We're done, right? (Ignoring that this is only a short list of primes.)

No, not at all. What we've done is the testing equivalent of only looking for white swans. We need to also see if there are any black swans around by testing to see if the function returns False for numbers that are not prime.

Another way to look at this is that we are implicitly testing the wrong hypothesis. The hypothesis that this test checks is that `isprime()` returns True for prime numbers, but this is not the correct hypothesis; the actual specification is that it returns True only for prime numbers. Although it's not literally the case, we have essentially formed a non-falsifiable hypothesis without noticing and are cheerfully testing it.

It's my gut feeling that this is a relatively easy testing mistake to fall into. It's human nature (or at least our cognitive biases) to look for confirmation of what we think is the case, so we verify that `isprime()` returns True for primes and forget the other half of the specification.

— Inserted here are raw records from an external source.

Issue #242, opened 2017-03-21
Add `globus endpoint activate`, accepting MyProxy credentials


sirosen:
Supersedes #150 

I think `globus endpoint is-activated` is still useful/good. Maybe we can discuss the future fates of these commands post-GlobusWorld and see if some kind of merging is reasonable.
Meantimes, we need to resurrect an old command: `globus endpoint activate`
This has PM signoff, so we should go ahead and implement.

Proposed Usage:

There's a variant of this hypothesis falsification approach for test planning. One way to form tests is to imagine a whole series of hypotheses about how the function might work incorrectly and then attempt to falsify each one of them with a test. For example, I have two such falsification checks in the list of test primes (`2` and `883`), and a test series for `mustBeFalse(isprime(n))` would likely throw in testing odd numbers as well as even ones.

(Checking the proper handling of corner cases is one common instance of this.)

This is of course closely related to testing your error paths, and I've probably written about bits of it in passing in other entries that I can't find right now.